Lubischer is part of Oregon Aviation Watch, a group whose frequent complaints about the airport in Hillsboro target concerns ranging from noise to national security.
It was a petition from Oregon Aviation Watch, Friends of the Earth and Physicians for Social Responsibility that triggered the EPA’s latest denial in late January.
“I think it’s kind of a no-brainer,” Lubischer said of removing lead from aviation gas.
Fuel use at the Hillsboro Airport emits roughly half a ton of lead per year, making it Oregon’s leading producer of airborne lead. It’s one of more than a thousand airports that produce nearly 80 percent of lead emissions throughout Oregon, Washington and Idaho, according to an analysis of EPA data.
Across the country, airports account for nearly half of all lead emissions.
Critics of the EPA, such as Marcie Keever, legal director at Friends of the Earth, say the EPA’s delays on lead mirror other stances by the agency that divorce science from politics, despite a pledge from the Obama administration to base its policies on science.
“With the pressure and the politics that EPA is under, it’s almost impossible to even get something as harmful and clearcut as lead taken out of this fuel stream,” Keever said.
One independent study in 2011 showed children living near airports had slightly higher concentrations of lead in their blood. It’s been widely cited by environmental groups. Combining that, estimates of aircraft emissions and the federal government’s advisory that lead is unsafe in children’s blood at any level, groups like Keever’s say the EPA has all the information it needs to declare lead fuels dangerous.
The EPA declined an interview request for this story. An agency spokeswoman said in an email that it takes the issue seriously and is currently collecting necessary data.
The EPA is currently tracking lead concentrations at 17 of the country’s nearly 20,000 airports. Two of those 17 did not meet the national air quality standard for lead. The agency estimates 16 million people live within one kilometer of an airport.
“Our investigation includes necessary data collection and analysis that will provide nationwide estimates of the contribution of aircraft lead emissions to lead air pollution concentrations as well as an analysis of the impacted population,” EPA spokeswoman Enesta Jones wrote.
Grounding aircraft
The Federal Aviation Administration has tried for years to develop an unleaded fuel.
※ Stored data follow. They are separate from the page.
PR #689, opened 2025-12-26
Remove MutableHandle::new

gmorenz:
`MutableHandle::new` was unused except from `from_marked_location`. It was unsound when called from `from_marked_location` because`from_marked_location` converted the ptr to an `&mut` reference invalidating the pointer the GC holds. This was an oversight in #572. This fixes that by constructing the `MutableHandle` directly in `from_marked_location` and then removing the now unused function.

There is some discussion in https://github.com/servo/mozjs/pull/688#issuecomment-3689737344  that `from_marked_location` might also be being called with null pointers. I don't think that's happening based on a quick test with putting an assert in and running servo's tests, and if it is we should consider changing the API so that it doesn't happen in the future. In the meantime this makes that sound as a side benefit (so long as the `MutableHandle` isn't then used to read or write the null pointer).

Nothing in the public API changes.

### DIFF
--- a/mozjs/src/gc/root.rs
+++ b/mozjs/src/gc/root.rs
@@ -199,7 +199,10 @@ impl<'a, T> Deref for Handle<'a, T> {
 
 impl<'a, T> MutableHandle<'a, T> {
     pub unsafe fn from_marked_location(ptr: *mut T) -> Self {
-        MutableHandle::new(&mut *ptr)
+        Self {
+            ptr,
+            anchor: PhantomData,
+        }
     }
 
     pub unsafe fn from_raw(handle: RawMutableHandle<T>) -> Self {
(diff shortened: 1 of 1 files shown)


sagudev:
> I don't think that's happening based on a quick test with putting an assert in and running servo's tests

Did you test both Handle and MutableHandle?

sagudev:
> I did. Nothing in servo's unit tests for sure.

Not sure if unit test exercise any relevant code paths.

> I think nothing in servo's wpt tests but even on a clean build of servo I get so many differences running those locally from the blessed CI version that I don't want to swear I'm not missing something there.

Can you do try run in CI with `mach try wpt`, that's how we usually get useful results.

gmorenz:
> Can you do try run in CI with `mach try wpt`, that's how we usually get useful results.

I don't think I can? Or if I can I don't know how to. I'm not part of the servo organization and have no permissions.

I've pushed the branch here if you want to run it (not that it's a complicated change to reproduce): https://github.com/gmorenz/servo/tree/check_null

Pointing to the mozjs commit here: https://github.com/gmorenz/mozjs/tree/check_null

gmorenz:
Thanks @jdm for the pointer - I'd seen the page but missed the flag to run it against my own remote (and my habit is to make `origin` the upstream repo).

The linux-wpt tests pass with the asserts in place. https://github.com/gmorenz/servo/actions/runs/20531474798 if anyone wants to verfiy.

PR #1824, opened 2018-12-17
Commit script to add indices to positron's db

ansor4:
After looking into how to add indices in code (a la mongoid in gravity), I think I'd rather go ahead and get eyes on the actual indices themselves first. If anything, we should first decide on the indices and add them via mongo shell first, as opposed to waiting to commit them into code.

This first draft is a list of recommended indices that mongodb's performance advisor recommends.


joeyAghion:
We created these indices this afternoon.

You can tell when: 

I don't recommend merging this as-is, but we could consider starting to track database migrations more formally in a location like `migrations/2018-12-17_add_article_indices.js`.

We'll discuss follow-up efforts (including user data and excessive+repetitive slugs) on [the ticket](https://artsyproduct.atlassian.net/browse/PLATFORM-1092).

For future reference, this helped us eyeball long `slugs` entries from a mongodb console:

```javascript
var slugs = []; db.articles.find({"slugs.10": {"$exists": true}}).forEach(function(d){ slugs.push(d.slugs); }); slugs
```

eessex:
@ansor4 what's the status of this PR?  Wasn't sure if there is outstanding work from comments.

ansor4:
@eessex sorry just saw this today, the only outstanding work needed was renaming the filename to reflect typical rails migration filenames. Just committed that change, so i'll close this out.

PR #1825, opened 2018-12-18
allow social embeds on feature and standard articles

xtina-starr:
Addresses: https://artsyproduct.atlassian.net/browse/GROW-793

This is the first part bit of work that adds social embeds to standard and feature articles. There is a subsequent PR in reaction that adds the social link to the UI. Ideally we'd want to bucket the two types of embeds into a togglable link but seeing that this is timely and needs to be used for EOY work we can take this approach and refactor to remove duplicated icons later.

screen shot 2018-12-17 at 7 43 38 pm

It, too, is targeting 2018. Its plan for implementing that fuel standard would take the better part of a decade.
Alternatives exist now, but they tend to be either expensive or not widely available.
In Hillsboro, the airport recently unveiled a plan to supply unleaded gasoline. Many planes flying with leaded fuel could use unleaded gasoline so long as it doesn’t have ethanol.
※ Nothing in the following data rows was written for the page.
PR #1833, opened 2019-01-04
Slug cleanup

lilyfromseattle:
Fixed "Invalid Date" and duplicate slug issues. Changed functionality so the slug is moved to the end of the slugs array if it already exists somewhere in the array, instead of appending the date to the slug and adding that to the array. Added more tests for slug creation.

There is one tiny edgecase that might cause an issue in theory but seems really unlikely. If there are two articles with the same title the second will append the publish date to the slug. If a third article is created with that same title and has a publish date on the same day as the publish date of the second article, then the third article will have the same slug as the second. I could fix this by appending a date format with hours/minutes/seconds to the slug if the slug with the same publish date exists but this would require another call to the db to check or completely changing the existing call, or I could change the date format to include hours/minutes/seconds for all appended dates. Neither seems worth it since it seems like an unlikely edgecase, but I can fix it if necessary.

### DIFF
--- a/src/api/apps/articles/test/model/save.test.coffee
+++ b/src/api/apps/articles/test/model/save.test.coffee
@@ -17,7 +17,7 @@ describe 'Save', ->
     app.use '/__gravity', gravity
     @server = app.listen 5000, ->
       done()
-    sandbox.useFakeTimers(new Date(2019,0,1,0,0,0))
+    sandbox.useFakeTimers(new Date(Date.UTC(2019, 0, 1, 0, 0, 0)))
 
   after ->
     @server.close()
@@ -112,7 +112,7 @@ describe 'Save', ->
           author: name: 'Molly'
           published_at: '2017-07-dsdfdf26T17:37:03.065Zsdfdf'
         }, (err, article) =>
-          article.slugs[0].should.equal 'molly-clockwork-01-01-19'
+          article.slugs[0].should.equal 'molly-clockwork-12-31-18'
           done()
       )(null, {
         slugs: ['molly-clockwork']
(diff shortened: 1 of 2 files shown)


src/api/apps/articles/test/model/save.test.coffee
```diff
@@ -85,6 +85,99 @@ describe 'Save', ->
...
+
+    it 'appends the current date to the slug if the slug exists in the database already but there is no publish date', (done) ->
+      todays_date = moment().format('MM-DD-YY')
+      Save.sanitizeAndSave( =>
+        Save.generateSlugs {
+          thumbnail_title: 'Clockwork'
+          published: true
+          author: name: 'Molly'
+        }, (err, article) =>
+          article.slugs[0].should.equal 'molly-clockwork' + '-' + todays_date
```
joeyAghion: My personal preference is for assertions like these to use explicit values rather than variables and interpolation. E.g., `...should.equal 'molly-clockwork-07-01-18'`. (This protects against the test passing while asserting against empty or buggy values.)

Not a big deal though.

lilyfromseattle: Can you think of a way to do this when testing that it appends today's date to the slug?

eessex:
This looks good when running green, and +1 to Joeys' suggestion of stubbing date libraries.
To @joeyAghion's q about precedents for scripts, yeah we have done backfills of data in the past -- usually writing a script for the transform, then running `yarn task scripts/backfill.js`

lilyfromseattle:
@joeyAghion Is backfilling the existing data necessary/part of the scope of this story?

joeyAghion:
Fixing existing data doesn't need to block the PR or deploy, but should be part of the story (because creating the necessary index will be possible with the bad data in place). Up to you if you want to task it out separately.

The airport hopes to reduce emissions by a tenth of a ton by introducing the fuel. But an airport study found that in addition to being costly and usable only for certain aircraft, many pilots are reluctant to use unleaded fuel regardless of price.
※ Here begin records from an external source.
PR #1839, opened 2019-01-11
Add git-remote for Hokusai

dleve123:
Ensures that we're tracking deploys in artsy/positron's Github releases
for ease of deployment tracking.

### DIFF
--- a/hokusai/config.yml
+++ b/hokusai/config.yml
@@ -1,3 +1,4 @@
 ---
 project-name: positron
 pre-deploy: yarn publish-assets
+git-remote: git@github.com:artsy/positron.git


izakp:
I didn't add this in the original migration as there already exists a staging branch, which gets updated when deploying to staging via CI and didn't want to create a tag with the same name as release PRs get created from `staging` -> `release`.

I think the workflow could be preserved, however, if we drop the staging branch as well as the force-push to staging here https://github.com/artsy/positron/blob/master/.circleci/config.yml#L31 the PR can be made from the staging tag -> release branch and it should be equivalent.

@eessex wdyt?

dleve123:
This PR has been sitting for a while, and it seems like it isn't that big of a priority ATM. Gonna close to clean up the PR queue -- can always re-open later.

PR #1847, opened 2019-01-15
Article admin uses ts, palette componenets

eessex:
Refresh to the `/edit/admin` app ...
- Removes `react-styled-flexboxgrid` library
- Converts all components/tests to `.tsx` (except image upload, should be ticketed separately)
- Updates components to use `@artsy/palette` components
- Removes all `.styl` files

screen shot 2019-01-15 at 2 00 14 pm


src/client/apps/edit/components/admin/components/appearances.tsx
```diff
@@ -1,50 +1,50 @@
...
-import AutocompleteListMetaphysics from "client/components/autocomplete2/list_metaphysics"
+import AutocompleteListMetaphysics from "../../../../../components/autocomplete2/list_metaphysics"
 
-export const AdminAppearances = props => {
+export const AdminAppearances = () => {
   return (
-    <div>
-      <Row>
-        <Col xs={6}>
+    <React.Fragment>
```
yuki24: Could we use the `<>...</>` syntax or we aren't there yet?

src/client/apps/edit/components/admin/components/article/article_authors.tsx
```diff
@@ -45,7 +39,7 @@ export class ArticleAuthors extends Component {
         .query({ query: AuthorsQuery(idsToFetch) })
         .end((err, res) => {
           if (err) {
-            console.error(err)
+            new Error(err)
```
yuki24: I wonder if we ever want to raise an exception. We also may want to disable the TSLint inspection for `console.log`. @damassi Any thoughts?

src/client/apps/edit/components/admin/components/article/article_publish_date.tsx
```diff
@@ -1,17 +1,19 @@
...
-    onChange: PropTypes.func,
-  }
+interface ArticlePublishDateProps {
+  article: ArticleData
+  onChange: (key: string, value: any) => void
+}
+
+export class ArticlePublishDate extends Component<ArticlePublishDateProps> {
+  public date
+  public time
```
yuki24: Are there any objects that actually reference one of these members? Otherwise they could be private. Also specifying a type would be helpful since the names `date` and `time` imply they are plain value objects:

```ts
private date: HTMLInputElement
private time: HTMLInputElement
```

src/client/apps/edit/components/admin/components/featuring/featuring_mentioned.tsx
```diff
@@ -0,0 +1,17 @@
...
+
+export const FeaturingMentioned: React.SFC<{ model: string }> = props => {
+  const { model } = props
+
+  const field =
+    model === "artist" ? "primary_featured_artist_ids" : "featured_artwork_ids"
+
+  return (
+    <div>
+      <AutocompleteListMetaphysics field={field} model={`${model}s`} />
```
yuki24: Possibly this `s` is redundant? Could be `featured_artwork_idss`.

src/client/apps/edit/components/admin/components/sponsor.tsx
```diff
@@ -0,0 +1,101 @@
...
+})
+
+const mapDispatchToProps = {
+  onChangeArticleAction: onChangeArticle,
+}
+
+export default connect(
+  mapStateToProps,
+  mapDispatchToProps
+)(AdminSponsor)
```
yuki24: We should probably look into using decorators for simple connected components like this but that could be a separate chore (though testing might be harder):

```tsx
@connect(state => ({ article: state.edit.article }), { onChangeArticleAction: onChangeArticle })
class AdminSponsor extends ... {
  ...
}
```

src/client/apps/edit/components/admin/components/article/article_publish_date.tsx
```diff
@@ -49,8 +51,8 @@ export class ArticlePublishDate extends Component {
 
   onUnschedule = () => {
     const { onChange } = this.props
-    let publish_date = null
-    let publish_time = null
+    const publish_date = null
+    const publish_time = null
```
yuki24: Setting `null` to a const feels a little odd. Perhaps these assignments could be inlined?

src/client/apps/edit/components/admin/components/appearances.tsx
damassi: tsx files support it

src/client/apps/edit/components/admin/components/article/article_authors.tsx
```diff
@@ -1,24 +1,18 @@
...
-  static propTypes = {
-    article: PropTypes.object,
-    apiURL: PropTypes.string,
-    isEditorial: PropTypes.bool,
-    onChangeArticleAction: PropTypes.func,
-    user: PropTypes.object,
-  }
+import { onChangeArticle } from "../../../../../../actions/edit/articleActions"
+import { AutocompleteList } from "../../../../../../components/autocomplete2/list"
+import AutocompleteListMetaphysics from "../../../../../../components/autocomplete2/list_metaphysics"
```
damassi: @eessex - we shouldn't be using anything but absolute paths everywhere; relative paths like this are a nightmare to refactor. Are you running into `tsconfig.json` issues?

src/client/apps/edit/components/admin/components/article/article_authors.tsx
damassi: In clientside code, unless it's totally necessary to stop execution and break the UX we should avoid raising exceptions like this. `console.error` (and perhaps a log to sentry) is more ideal.

src/client/apps/edit/components/admin/components/appearances.tsx
```diff
@@ -1,50 +1,50 @@
...
+      <Flex flexDirection={["column", "row"]}>
+        <Box width={["100%", "50%"]} pr={[0, 20]}>
```
damassi: Should be using [design-system `space` values](https://github.com/artsy/palette/blob/master/src/Theme.tsx#L125). 20px -> 2. This applies to all following code; 40 -> 4, etc. If a value is missing, it's best to find the next closest item so that our designs can remain consistent.

src/client/apps/edit/components/admin/components/article/article_authors.tsx
damassi: For a simple Sentry / logger example, see https://github.com/artsy/prediction/blob/master/src/utils/logger.js

src/client/apps/edit/components/admin/components/article/article_authors.tsx
```diff
@@ -61,32 +55,31 @@ export class ArticleAuthors extends Component {
...
-            <label>Primary Author</label>
-            <input
-              className="bordered-input"
-              defaultValue={name}
-              onChange={e => this.onChangeAuthor(e.target.value)}
-            />
-          </div>
-        </Col>
+      <Flex flexDirection={["column", "row"]}>
+        <Box width={["100%", "50%"]} pb={40} pr={[0, 20]}>
```
damassi:
```
<Box width={["100%", "50%"]} pb={4} pr={[0, 2]}>
```

src/client/apps/edit/components/admin/components/article/article_publish_date.tsx
eessex: This is for testing

src/client/apps/edit/components/admin/components/article/article_authors.tsx
damassi: The way `styled-system` works is it will 
1. take the value passed into the prop and see if it corresponds to a key in the theme file (corresponding to prop type), and then return the value
1. if it cant find the key, it will fall back to pixels

src/client/apps/edit/components/admin/components/featuring/featuring_mentioned.tsx
eessex: I can type this so is clearer, model is "artist" or "artwork"

src/client/apps/edit/components/admin/components/article/article_publish_date.tsx
damassi: React components obscure these props by default, so no need to add `private` (or `public`). These public / private designators do work well for normal classes however.

src/client/apps/edit/components/admin/components/article/article_authors.tsx
eessex: None of the tsx files are resolving correctly in tests, added a ticket to address here- https://artsyproduct.atlassian.net/browse/GROW-1086

src/client/apps/edit/components/admin/components/appearances.tsx
eessex: Maybe we don't have the theme provider here, these are not resolving correctly for me.

src/client/apps/edit/components/admin/components/article/article_video_release_date.tsx
```diff
@@ -1,11 +1,10 @@
-import { Flex } from "@artsy/palette"
-import colors from "@artsy/reaction/dist/Assets/Colors"
+import { Box, Button, Flex } from "@artsy/palette"
 import { clone } from "lodash"
 import moment from "moment"
 import React, { Component } from "react"
 import { ArticleData } from "reaction/Components/Publishing/Typings"
 import styled from "styled-components"
-import { ButtonMedium } from "./button_medium"
+import { FormLabel } from "../../../../../../components/form_label"
```
damassi: I mentioned it up above, but please avoid `../../../` 😄

src/client/apps/edit/components/admin/components/article/article_authors.tsx
eessex: We have an error boundary to catch client side errors and display them nicely, but yes, `console.error` is not approved by tslint

src/client/apps/edit/components/admin/components/featuring/featuring_mentioned.tsx
yuki24: Sorry for the confusion - please ignore this. I was looking at the wrong field when I saw the trailing `s`.

src/client/apps/edit/components/admin/components/sponsor.tsx
damassi: I'm a big fan of this decorator pattern as it makes things much more declarative, but best to do in a separate PR because the TS typings here are hard to define. Recently just got done battling this in Reaction :/

src/client/apps/edit/components/admin/components/super_article.tsx
```diff
@@ -45,7 +48,7 @@ export class AdminSuperArticle extends Component {
         .query({ query: SubArticleQuery(idsToFetch) })
         .end((err, res) => {
           if (err) {
-            console.error(err)
+            new Error(err)
```
damassi: maybe log is better?

src/client/apps/edit/components/admin/components/super_article.tsx
```diff
@@ -76,140 +79,140 @@ export class AdminSuperArticle extends Component {
...
-          </Col>
-        </Row>
-
-        <Row>
-          <Col xs={4}>
-            <div className="field-group">
-              <label>Partner Link Title</label>
-              <input
-                className="bordered-input"
+        <Box pb={40}>
```
damassi: `pb={4}`

src/client/apps/edit/components/admin/components/article/article_authors.tsx
damassi: Do they resolve correctly in source code?

src/client/apps/edit/components/admin/components/appearances.tsx
damassi: Ah yeah, should add 
```js
import { Theme } from  '@artsy/palette'
```

and put it at the root of your react tree.

src/client/apps/edit/components/admin/components/article/article_authors.tsx
eessex: Yeah they are fine in the component files

damassi: I added a test file and everything seemed good: https://github.com/artsy/positron/pull/1849

src/client/apps/edit/components/admin/components/article/article_authors.tsx
damassi: Ah cool, if things are being routed to the ErrorBoundary that seems ideal. 

If you did want to turn it off could do 

```
"no-console": [true, "log"]
```
That way it only guards against log, but allows "warn" and "error". 

We don't yet have a unified linting setup across artsy so in the meantime feel free to adjust based on app preferences.

src/client/apps/edit/components/admin/components/article/article_authors.tsx
damassi: Lol, well that blew up... on sec

src/client/apps/edit/components/admin/components/article/article_publish_date.tsx
eessex: Is there an example of a ref that doesn't use these I can look at?  I made them public so I could alter the values in tests.

eessex:
Ok to merge?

Mary Rosenblum, president of the Oregon Pilot’s Association, said safety is one factor.
“There are a lot of people who are understandably reluctant to go out and fly over the Rocky Mountains with a fuel that maybe will cause something to deteriorate,” Rosenblum said.
Rosenblum spends much of her day in the garage, working on her custom-built plane. Hers can actually use unleaded fuel, but she says there are very few places she can find it without ethanol.
Rosenblum doesn’t like the idea of leaded fuel. Still, she’d prefer not to see a regulation. The emissions are minimal, and the costs would be great.
A writer by profession, Rosenblum flies as a hobby. She worries more about what the loss of leaded fuel would mean for the crop dusting, surveying and transport planes she says are crucial to the rural economy.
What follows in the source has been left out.